▶ [EXERCISE DETAILS]: Using the listing below, report each line holding the string "with".

-- THE INPUT follows --

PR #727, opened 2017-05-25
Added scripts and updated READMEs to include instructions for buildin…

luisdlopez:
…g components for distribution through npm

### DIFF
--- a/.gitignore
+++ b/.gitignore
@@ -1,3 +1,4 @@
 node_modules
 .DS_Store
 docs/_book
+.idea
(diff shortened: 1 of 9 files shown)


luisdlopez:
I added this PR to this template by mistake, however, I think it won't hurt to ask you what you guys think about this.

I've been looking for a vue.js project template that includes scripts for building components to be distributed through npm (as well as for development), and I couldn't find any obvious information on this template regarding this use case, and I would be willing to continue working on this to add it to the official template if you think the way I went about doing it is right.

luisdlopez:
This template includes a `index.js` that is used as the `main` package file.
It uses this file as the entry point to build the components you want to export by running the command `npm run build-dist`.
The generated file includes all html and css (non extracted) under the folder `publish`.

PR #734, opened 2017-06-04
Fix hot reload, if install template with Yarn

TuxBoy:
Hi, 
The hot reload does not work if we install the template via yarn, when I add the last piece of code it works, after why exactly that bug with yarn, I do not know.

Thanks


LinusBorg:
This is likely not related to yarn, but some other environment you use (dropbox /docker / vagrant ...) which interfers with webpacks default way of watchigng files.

-- THE INPUT concluded --

▶ [RESPONSE AREA]:
Fix hot reload, if install template with Yarn
The hot reload does not work if we install the template via yarn, when I add the last piece of code it works, after why exactly that bug with yarn, I do not know.
This is likely not related to yarn, but some other environment you use (dropbox /docker / vagrant ...) which interfers with webpacks default way of watchigng files.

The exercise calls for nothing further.